(Items from a dataset)
PR #958, opened 2021-02-04
test: Add verifyComponent test helper and fix test types

NicholasBoll:
- Added `verifyComponent` to help verify the API of compound components:
  - Verifies `ref` forwarding
  - Verifies `as` prop
  - Verifies extra prop overriding
  - Verifies callback merging
- Update Jest dependencies
- Fix lack of type checking/auto-complete help on Jest spec files 

Compound components should have a jest file like this per component that maps to an element (some container components don't map directly to an element and this should not be done on them):

```tsx
import { MyComponent, useMyComponentModel } from '..';

describe('MyComponent', () => {
  verifyComponent(MyComponent, { modelHook: useMyComponentModel });

  // other specs
});
```

## Additional Details

Our core `tsconfig.json` ignores all spec files. This means each `*.spec.tsx` file is treated by VSCode as generic TS file and it uses a default configuration for the built-in Typescript language service. This includes automated DefinitelyTyped lookups and reading from `@types/*` without actually complaining. One thing that came up recently was an incompatibility of the `jest.Matchers` type. Newer type definitions use 2 generics while older use 1 generic (https://github.com/DefinitelyTyped/DefinitelyTyped/pull/39243).

Typescript sees this incompatibility and falls back to `any`. Since the default config for `noImplicitAny` is `false`, it gets silently ignored and we lose auto-completion. `jest-emotion` is the last holdout for this updated type and is not fixed until Emotion 11. To work around this for now, I've held back all `jest` types. `@testing-library/jest-dom` is a dependency that uses the newer `Matchers` shape and I couldn't roll it back I instead created a local type override. I then created a `tsconfig.spec.json` in the root directory and a `tsconfig.json` in all `spec` folders that references this global one.

The net effect is a custom spec TS config for all spec files. Using this, I added `verifyComponent` as a test global. Also all spec files should correctly know the shape of `expect` with the matcher plugins we use.


jest/setupTests.ts
```diff
@@ -3,8 +3,14 @@ import {configure} from 'enzyme';
...
+import {jest} from '@jest/globals';
 
 expect.addSnapshotSerializer(serializer);
 expect.extend(toHaveNoViolations);
 expect.extend(matchers);
 configure({adapter: new Adapter()});
+
+// add convenience variables to the global context
+(global as any).verifyComponent = verifyComponent;
+(global as any).jest = jest;
```
NicholasBoll, line 16: I didn't need to add `jest`, but newer jest versions seemed to drop `jest` as an automatic global.

jest/testing-library__jest-dom.d.ts
```diff
@@ -0,0 +1,529 @@
...
+// Definitions by: Ernesto García <https://github.com/gnapse>
+//                 John Gozde <https://github.com/jgoz>
+//                 Seth Macpherson <https://github.com/smacpherson64>
+// Definitions: https://github.com/DefinitelyTyped/DefinitelyTyped
+// TypeScript Version: 3.8
+
+/// <reference types="jest" />
+
+declare namespace jest {
+  interface Matchers<R> {
```
NicholasBoll, line 14: This is the only difference from the main package. It could be removed when we update to Emotion 11 and all jest types use the new 2 generic `Matcher`

jest/verifyComponent.tsx
```diff
@@ -0,0 +1,85 @@
...
+      expect(container).toContainHTML('<article');
+    });
+
+    it('should forward extra props properly - extra props should overwrite component props', () => {
+      const ref = {current: null};
+      const attrs = {
+        'aria-label': 'MyAriaLabel',
+        id: 'MyID',
+        role: 'MyRole',
+        'data-testid': 'MyTestID',
```
NicholasBoll, line 58: This is not an exhaustive list of attributes. Extra attributes is an infinite set, so I picked common ones.

jest/verifyComponent.tsx
```diff
@@ -0,0 +1,85 @@
...
+        expect(ref.current).toHaveAttribute(key, attrs[key]);
+      });
+    });
+
+    const callbacks = {
+      onClick: 'click',
+      onKeyDown: 'keyDown',
+      onKeyUp: 'keyUp',
+      onMouseDown: 'mouseDown',
+      onMouseUp: 'mouseUp',
```
NicholasBoll, line 71: A limited list of callbacks. `fireEvent` does give me a larger list, but these are the most common ones.

jest/verifyComponent.tsx
NicholasBoll: I made attribute verification the part of the same test since there is enough context in the failure to figure out which attribute is failing.

jest/verifyComponent.tsx
NicholasBoll: I created a separate test for each callback because there is not enough context in the failure to isolate which callback is the problem.

modules/_labs/breadcrumbs/react/lib/Breadcrumbs/List/hooks.ts
```diff
@@ -15,9 +15,9 @@ export const useCollapse = <E extends HTMLElement>(listEl: React.RefObject<E>, m
 };
 
 const getBreadcrumbLink = (breadcrumb: React.ReactElement) => {
-  return Children.toArray(breadcrumb.props.children).filter(child => {
+  return Children.toArray(breadcrumb.props.children).filter((child: React.ReactElement) => {
     return child.type === BreadcrumbLink;
-  })[0];
+  })[0] as React.ReactElement;
```
NicholasBoll, line 20: I was running into an issue with React 17 types. `child` could be a large number of types. The safer fix would be to use a guard type to determine `BreadcrumbLink` children, but it was easier to restrict and cast.

modules/_labs/header/react/spec/SearchBar.spec.tsx
```diff
@@ -12,41 +12,39 @@ describe('Header Search', () => {
...
   });
 
-  test('Searching empty string should focus input', async () => {
+  test('Searching empty string should focus input', () => {
     const inputLabelText = `label`;
-    const {getByLabelText} = render(<SearchBar onSubmit={cb} inputLabel={inputLabelText} />);
+    render(<SearchBar onSubmit={cb} inputLabel={inputLabelText} />);
 
-    fireEvent.submit(await getByLabelText(inputLabelText));
+    fireEvent.submit(screen.getByRole('search', {name: inputLabelText}));
```
NicholasBoll, line 19: `@testing-library/dom` was updated to complain that multiple elements where found with this label. `findByRole` is restricting which element we're talking about.

modules/common/react/spec/components.spec.tsx
```diff
@@ -120,7 +120,7 @@ describe('useForkRef', () => {
   });
 });
 
-describe.only('useLocalRef', () => {
```
NicholasBoll, line 123: Ooops

tsconfig.spec.json
```diff
@@ -0,0 +1,18 @@
...
+  "exclude": [],
+  "compilerOptions": {
+    "declaration": false,
+    "declarationMap": false,
+    "noImplicitReturns": true,
+    "noImplicitThis": true,
+    "preserveConstEnums": true,
+    "allowUnreachableCode": false,
+    "noImplicitAny": false,
+    "strictNullChecks": false,
```
NicholasBoll, line 13: I set these to be false for tests. I've had these on `true` in the past, but it is more overhead in tests... And it isn't actually catching anything useful for us - tests already catch things... These were essentially disabled before since we didn't have any custom config for spec files. The overall effect is more strict typing than before.

utils/check-dependencies-exist.js
```diff
@@ -93,6 +93,10 @@ function formatErrorMessage(pkgFile, errors) {
               const column = errors[key][file].column;
               const message = errors[key][file].formatted;
 
+              if (!line && !column && !message) {
+                return `${file}\n${errors[key][file]}`;
+              }
```
NicholasBoll, line 98: I've been meaning to add this for a while. There are errors that don't have line and column numbers. Parse errors fall in this category. This extra check here gives us useful output on parse errors.

modules/common/react/spec/components.spec.tsx
alanbsmith: hahaha

alanbsmith (approved):
🦘

PR #966, opened 2021-02-10
docs: Fix Story names

NicholasBoll:
Before a story named 'NamedKeys' would show up to Storybook as 'NamedKeys'. This change will present the story as 'Named Keys' like it should.


jamesfan:
@NicholasBoll Looks like the `mdx-code-block-rewrite` loader is being run on plain MD files as well. I'm seeing the Storybook imports in the MD files when viewed on Storybook:

image

image

anicholls (approved):

NicholasBoll:
@jamesfan It should be fixed now.

PR #967, opened 2021-02-11
fix: Add crossorigin to font preloads

NicholasBoll:
Fonts aren't preloading with the following warnings:
> A preload for 'https://design.workdaycdn.com/beta/assets/fonts@1.0.0/roboto/ttf/Roboto-Regular.ttf' is found, but is not used because the request credentials mode does not match. Consider taking a look at crossorigin attribute.

Since preloads are failing, we're also getting the following warnings:
> The resource https://design.workdaycdn.com/beta/assets/fonts@1.0.0/roboto/ttf/RobotoMono-Regular.ttf was preloaded using link preload but not used within a few seconds from the window's load event. Please make sure it has an appropriate `as` value and it is preloaded intentionally.

This fixes both warnings and makes sure Chromatic is correctly preloading fonts.

### DIFF
--- a/.storybook/preview-head.html
+++ b/.storybook/preview-head.html
@@ -24,24 +24,29 @@
   href="https://design.workdaycdn.com/beta/assets/fonts@1.0.0/roboto/ttf/Roboto-Light.ttf"
   as="font"
   type="font/ttf"
+  crossorigin
 /><link
   rel="preload"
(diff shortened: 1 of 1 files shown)


NicholasBoll:
I've verified the latest Chromatic build does not show these warnings anymore: https://5d854c26ba934e0020f5e98a-qkqvhxxxet.chromatic.com/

### [EXERCISE DETAILS]
Give the number of lines above in which the word "container" occurs, with nothing else.

### [EXERCISE ANSWER]
2